### RECORDS FOR THIS EXERCISE:
PR #133, opened 2020-07-02
Event system

turanszkij:
The event system will be used to intercept resolution change, DPI change, shader reload events from multiple systems. It is also intended for user defined events.

+ other interface changing refactors


turanszkij:
Dropped "renderpass callback" functionality for the time being.

PR #136, opened 2020-07-11
WIP: Initial linux support using SDL

portaloffreedom:
In this branch I'm trying to port the engine on linux through the use of the SDL2 library.
I've decided to not include the extra libraries needed to run the engine.

Up to this point, the SDL version of the engine is supposed to work on windows as well. Potentially on MacOS as well through the use of MoltenVK.

What works:
- [x] cmake build system
- [x] create a window with a vulkan surface
- [x] rendering demos (sometimes I get deadlocks)
- [x] mouse and keyboard input (needs refinement about DPIs and a check on reliability)
- [ ] gamepad input
- [ ] touch input
- [x] file picker
- [ ] audio
- [x] Editor
- [x] Demos
- [ ] Template projects

...will add more things todo as they come up


turanszkij:
Submitted PR to fix windows build

WickedEngine/wiRenderer.cpp
```diff
@@ -1308,7 +1308,7 @@ void LoadShaders()
 	wiJobSystem::Execute(ctx, [](wiJobArgs args) { LoadShader(PS, pixelShaders[PSTYPE_CAPTUREIMPOSTOR_ALBEDO], "captureImpostorPS_albedo.cso"); });
 	wiJobSystem::Execute(ctx, [](wiJobArgs args) { LoadShader(PS, pixelShaders[PSTYPE_CAPTUREIMPOSTOR_NORMAL], "captureImpostorPS_normal.cso"); });
 	wiJobSystem::Execute(ctx, [](wiJobArgs args) { LoadShader(PS, pixelShaders[PSTYPE_CAPTUREIMPOSTOR_SURFACE], "captureImpostorPS_surface.cso"); });
-	wiJobSystem::Execute(ctx, [](wiJobArgs args) { LoadShader(PS, pixelShaders[PSTYPE_CUBEMAP], "cubemapPS.cso"); });
```
turanszkij, line 1311: I noticed that you renamed some shaders, why?

trolley813: @turanszkij That's probably because the HLSL shader file in the repository is named `cubeMapPS.hlsl`. Unlike Windows, file names in Linux are (usually) case-sensitive.

turanszkij: Good catch, makes sense!

turanszkij:
Submitted pr to resolve conflicts

PR #995, opened 2024-12-22
get rid of compiler warning

brakhane:
clang 14 is unhappy about inconsistent override (Window has it, ContentBrowserWindow doesn't)


turanszkij (approved):

turanszkij:
Thanks!

PR #997, opened 2024-12-28
Fix IMGUI Demo with HDR10

dwsJason:
When using HDR10, a normalization pass must run over the display buffer.  IMGUI leaves the scissor rectangle in a random state, preventing this from happening correctly.  Fix by restoring the Scissor Rect back to the size of the viewport.  After IMGUI is done generating command lists.


turanszkij (approved):

turanszkij:
Nice find, thanks for the fix!

PR #1006, opened 2025-01-08
use ubuntu 24.04 to compile to use modern gcc

brakhane:


brakhane:
While this fixes the Linux build (it currently crashes because GCC 11 doesn't like the filename with the japanese characters), ubuntu-latest will refer to 24.04 after the 17th anyway, so I don't think hardcoding the version is worth it.

PR #790, opened 2024-01-03
WIP === Blender exporter plugin

portaloffreedom:
pybind11 required

PR #1010, opened 2025-01-11
cmake: allow static PIC builds with new optional WICKED_PIC_CODE

metaleap:
Previously, position-independent code builds were only possible with `WICKED_DYNAMIC_LIBRARY`, but not with statically-linkable library `.a` builds.

This PR introduces the new `WICKED_PIC_CODE` cmake option to allow for the latter. It defaults to `WICKED_DYNAMIC_LIBRARY` which defaults to `OFF`.

Tested locally `Debug` and `RelWithDebInfo` builds with and without the new option: all build fine and for all, the Editor worked fine, too.


CMakeLists.txt
```diff
@@ -30,6 +31,7 @@ endif()
 set(CMAKE_CXX_STANDARD 17)
 set(CMAKE_CXX_STANDARD_REQUIRED ON)
 set(CMAKE_CXX_EXTENSIONS OFF)
+set(CMAKE_POSITION_INDEPENDENT_CODE WICKED_PIC_CODE)
```
brakhane, line 34: Nitpicking, but PIC code is redundant, like LED diode, PIN number, or SSD drive. I'd prefer WICKED_PIC

metaleap: True enough! ATM machine etc :grin: took it over from [@portaloffreedom's draft PR](https://github.com/turanszkij/WickedEngine/pull/790/files) but sure, can change it to WICKED_PIC before merging.

metaleap: Done — 3 commits now unfortunately, somehow couldn't squash them into 1 locally (might be the `master` merge in between), but I think GH has an option for that here during PR Merging.

WickedEngine/Utility/FAudio/CMakeLists.txt
```diff
@@ -90,7 +90,7 @@ set_target_properties(FAudio PROPERTIES
 	OUTPUT_NAME "FAudio"
 	VERSION ${LIB_VERSION}
 	SOVERSION ${LIB_MAJOR_VERSION}
-	POSITION_INDEPENDENT_CODE ${WICKED_DYNAMIC_LIBRARY}
```
brakhane, line 93: Since this CMakeLists comes from FAudio, it will be overwritten. I think having this line here is an oversight, which we can fix now. Doing the same thing you did for Jolt will probably be the best solution

brakhane (changes requested):
see my comment in the FAudio CMakeLists, I missed that

WickedEngine/Utility/FAudio/CMakeLists.txt
metaleap: **Re Jolt:** look again, there's no changes to `Jolt/Jolt.cmake` — the Jolt-specific is in `WickedEngine/CMakeLists.txt`.

**Re FAudio:** this was an intentional oversight I should have elaborated on in PR text: check out the ca. dozen lines right above the diff line, lines 76 - 88 in this here changeset. It's all Wicked-specific that would be overwritten and would have to be factored out, but I'm not quite CMake-versed enough to confidently know whether they can just be pasted up into the top-level `CMakeLists.txt`, from the looks of it I kinda doubt it. Two courses of action:

- We make a TODO-type Issue to postpone this FAudio-only refactoring as a separate action item.
- We solve it now & here, in which case: what do you think @brakhane and/or @portaloffreedom as to what that kinda change should/would have to look like, such that there's no Wicked-specific stuff left in FAudio's `CMakeLists.txt`? (It's only all the stuff from L76 until the diff line that's pertinent in that file, already checked that.)

CMakeLists.txt
brakhane: What works best for me is: rebasing to master (not merging), and amending the original commit with the changes. You can then force push and GitHub will update the PR while keeping the old commit for reference.

brakhane: but I can squash this one, it's just an FYI for the future :)

WickedEngine/Utility/FAudio/CMakeLists.txt
brakhane: Oh yeah, I see. We should definitely try to fix that some time. But can't we just move this line out and have it be consistent with Jolt? Then it would be one thing less we'll have to fix.

I'm no CMake expert either, but I think setting the properties in the main cmake file just like you did with Jolt will have the same result as setting it here.

metaleap: Ack, done!

brakhane (approved):

PR #1012, opened 2025-01-11
use Zstd for wiHelper::Compress

brakhane:
ZStd has better compression and is faster as well:

Before (Deflate):

Total compressed: 48927172 -> 12048973 (24%)                                                                    
[Wicked Engine Offline Shader Compiler] ShaderDump written to wiShaderDump.h in 8.864 seconds                  

Now:

Total compressed: 48927172 -> 8954159 (18%)                                                                     
[Wicked Engine Offline Shader Compiler] ShaderDump written to wiShaderDump.h in 0.7831 seconds             

(It's also possible to use a higher compression level than 3, but 3 usually works well enough. Just for fun, I tested with the extreme setting 19, it reduced it to 16%, but took a whopping 21 seconds.)

### DIFF
--- a/WickedEngine/offlineshadercompiler.cpp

### ASSIGNMENT:
Retype exactly the lines above, from the one with "get rid of compiler warning" through the one with "PR #1006, opened 2025-01-08", inclusive.

### RESULT FOR THIS TASK:
get rid of compiler warning

brakhane:
clang 14 is unhappy about inconsistent override (Window has it, ContentBrowserWindow doesn't)


turanszkij (approved):

turanszkij:
Thanks!

PR #997, opened 2024-12-28
Fix IMGUI Demo with HDR10

dwsJason:
When using HDR10, a normalization pass must run over the display buffer.  IMGUI leaves the scissor rectangle in a random state, preventing this from happening correctly.  Fix by restoring the Scissor Rect back to the size of the viewport.  After IMGUI is done generating command lists.


turanszkij (approved):

turanszkij:
Nice find, thanks for the fix!

PR #1006, opened 2025-01-08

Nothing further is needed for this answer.